How Geopolitical Spikes Mean-Revert: Policy Reaction + Physical Long Optionality

  • Jonah Van Berg claims the physical oil market is structurally long optionality because control of tanks, pipelines, and ships creates operational flexibility that can be monetized by selling into spikes.
  • Jonah Van Berg describes the episode as an extreme whipsaw in crude with a brief spike near $120 followed by a sharp drop, characterizing it as among the craziest single-day moves in oil.
  • Jonah Van Berg claims part of the post-spike collapse mechanism is that extreme oil prices pressure powerful actors to intervene, making spikes self-limiting.

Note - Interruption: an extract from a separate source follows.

PR #797, opened 2020-04-05
feat: Finalise eslint and all commands

kushthedude:
Eslint is added with all errors removed.
Lot of work is pending but I have managed to suppress the warnings.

Refining Economics As The Driver Of Crude Quality Premia

  • Jonah Van Berg claims crude value is determined by refinery yields and product slates, with light-sweet crudes typically yielding more high-value products like jet fuel than heavy crudes.
  • Jonah Van Berg claims higher-sulfur crude creates more refinery operational problems and reduces effective value versus low-sulfur crude.
  • Jonah Van Berg asserts Iranian crude is light and low-sulfur and comparable to Saudi Arab Light and better than Arab Heavy.

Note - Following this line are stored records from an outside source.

PR #814, opened 2020-04-10
feat: adding security & static checks

kushthedude:
Reference : https://github.com/layer5io/meshery/pull/797#discussion_r404800265


kushthedude:
@leecalcote There is some error with GoTools as StaticCheck is not absorbing staticcheck.config file for loading its configuration. Hence I have disabled some rules manually. I will remove them once this issue is fixed https://github.com/golang/go/issues/36373

staticcheck.conf
```diff
@@ -0,0 +1,10 @@
+checks = ["all", "-ST1000", "-ST1003", "-ST1016"]
+initialisms = ["ACL", "API", "ASCII", "CPU", "CSS", "DNS",
```
leecalcote, line 2: Should we use the word “acronyms” for this variable name instead?

staticcheck.conf
```diff
@@ -0,0 +1,10 @@
+checks = ["all", "-ST1000", "-ST1003", "-ST1016"]
```
leecalcote, line 1: Is it possible to locate this file somewhere other than the root folder in order to today and organize the project folder structure?

models/grafana_helper.go
```diff
@@ -67,6 +67,9 @@ func (g *GrafanaClient) Validate(ctx context.Context, BaseURL, APIKey string) er
 }
 func (g *GrafanaClient) makeRequest(ctx context.Context, queryURL, APIKey string) ([]byte, error) {
 	req, err := http.NewRequest(http.MethodGet, queryURL, nil)
+	if err != nil {
```
leecalcote, line 70: The grafana sdk isn’t great. We’ll want to test to confirm behavior remains the same here.

models/load-test.go
```diff
@@ -125,8 +125,6 @@ func (m *MesheryResult) ConvertToSpec() (*BenchmarkSpec, error) {
 		results = httpResults
 		logrus.Debugf("httpresults: %+v", httpResults)
 		b.EndpointURL = httpResults.URL
-	} else {
```
leecalcote, line 128: We do want to add gRPC support. If this else statement is harmful in the meantime, we can remove it.

handlers/session_sync_handler.go
```diff
@@ -39,30 +29,20 @@ func (h *Handler) SessionSyncHandler(w http.ResponseWriter, req *http.Request, _
...
-			// }
 		}
 
 		if len(prefObj.K8SConfig.Nodes) == 0 {
 			// fetching nodes, if it has not already been
 			prefObj.K8SConfig.Nodes, _ = helpers.FetchKubernetesNodes(prefObj.K8SConfig.Config, prefObj.K8SConfig.ContextName)
-			// if err != nil {
-			// 	http.Error(w, "unable to fetch nodes metadata from the kubernetes server", http.StatusInternalServerError)
-			// 	return
-			// }
```
leecalcote, line 65: Should we uncomment instead of deleting? Good to capture this error?

handlers/session_sync_handler.go
```diff
@@ -39,30 +29,20 @@ func (h *Handler) SessionSyncHandler(w http.ResponseWriter, req *http.Request, _
 	}
 	logrus.Debugf("final list of active adapters: %+v", meshAdapters)
 	prefObj.MeshAdapters = meshAdapters
-	err = provider.RecordPreferences(req, user.UserID, prefObj)
+	err := provider.RecordPreferences(req, user.UserID, prefObj)
 	if err != nil { // ignoring errors in this context
 		logrus.Errorf("unable to save session: %v", err)
-		// http.Error(w, "unable to save session", http.StatusInternalServerError)
-		// return
```
leecalcote, line 46: We have a bug in this area now. @nveenjain and @shivaylamba looking at this.

models/load-test.go
kushthedude: We can add it later onwards. No sense of having a blank else block.

handlers/session_sync_handler.go
kushthedude: Any open issue for this reference ?

handlers/session_sync_handler.go
kushthedude: Error is already captured above. There is no new error assignment for this block, hence this block is redundant.

models/grafana_helper.go
kushthedude: I have just captured the error which was neither captured nor reported. This wont have any effect on the sdk.

staticcheck.conf
kushthedude: initiaslisms is the standard name used in the library.

staticcheck.conf
kushthedude: We can hide the file by adding an `.` before file name if we don't want to show on root folder.

kushthedude:
@leecalcote Security & Static checks are restored, please review & merge!

staticcheck.conf
leecalcote: That's nice, yeah. This frustrating bit about this approach is the marketing aspect of the layer5io/meshery repo. When people view that GitHub page, the hidden files still (appropriately) show in that view. I wonder if there's another "tools" folder we might consolidate this and similar files under. 

Not the end of the world. But, just a consideration as we go to create this file (before it gets semi-cemented in-place).

kushthedude: How about putting all such files in `config folder`? They may support relative imports I suppose.

staticcheck.conf
leecalcote: Oh! Well, in that case... 😄

models/grafana_helper.go
leecalcote: Oops. I was on my mobile phone reviewing this PR and thought that you had removed, not added this catch. 

Ok, 👍

handlers/session_sync_handler.go
leecalcote: The behavior of the issue might have morphed slightly over time, but this is the relevant issue - https://github.com/layer5io/meshery/issues/273

kushthedude: I don't think this is related to the issue. There was old error reporting which was commented and replaced, I have removed that part.

staticcheck.conf
kushthedude: @leecalcote Done reorganised the configuration files into tools folder!

kushthedude:
@leecalcote Please take a look again!

tools-config/staticcheck.conf
```diff
@@ -0,0 +1,10 @@
+checks = ["all", "-ST1000", "-ST1003", "-ST1016"]
```
leecalcote, line 1: Thanks for creating this new folder.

Iran Supply And Strategic Framing Vs Simple Supply-Add Narratives

  • Jonah Van Berg asserts Iran is already exporting at maximum levels to China despite sanctions.
  • Jonah Van Berg frames oil as a core determinant of military capability and sovereignty, asserting that running out of oil can decide wars.
  • Avi Felman claims the primary purpose of pursuing regime change in Iran is to kneecap China geopolitically rather than to add supply to the oil market.

Unknowns

  • Were any commercial vessels struck or materially damaged during the described episode, and what did official incident reporting show?
  • What were the war-risk insurance premiums and insurer coverage terms for Gulf voyages during the episode, and how did they change day to day?
  • Did the G7 actually authorize or execute releases totaling roughly 400 million barrels, or was it signaling capacity/optionality rather than immediate release?
  • What were verified transit counts through the Strait of Hormuz before, during, and after the episode (and how did charter rates change)?
  • How accurate is the asserted '30% of global oil transits Hormuz' statistic, and what definition of 'global oil' is being used?

Investor overlay

Read-throughs

  • Energy shock risk may transmit mainly through war risk insurance availability and pricing, not physical interdiction. Delivered costs could rise fast even with continued transit, affecting who bears cost depending on FOB versus CIF terms.
  • Geopolitical oil spikes may be prone to mean reversion if policy actors signal strategic reserves capacity and if physical operators monetize flexibility by selling into spikes, creating selling pressure after sharp moves.
  • Crude quality premia may widen during disruptions because refinery yields and product slates constrain substitution. Light sweet grades could reprice differently than benchmarks as refiners optimize for higher value products.

What would confirm

  • Day to day war risk premium moves for Gulf voyages, insurer coverage terms, and whether coverage is withdrawn or capped, alongside observed changes in charter rates and vessel routing behavior.
  • Verified transit counts through the Strait of Hormuz before, during, and after the episode, plus evidence of whether flows normalized rapidly following policy signaling.
  • Observable divergence between crude grade differentials and product cracks consistent with refinery yield economics, including sustained repricing of light sweet grades versus heavier grades.

What would kill

  • War risk premiums and insurer coverage remain stable and available while delivered costs do not jump, suggesting limited insurance driven transmission.
  • No coordinated policy signaling or action on strategic reserves and no rapid normalization in flows or pricing after spikes, weakening the mean reversion mechanism described.
  • Crude quality differentials do not widen and grade specific repricing is absent despite stress, undermining the refining economics read through.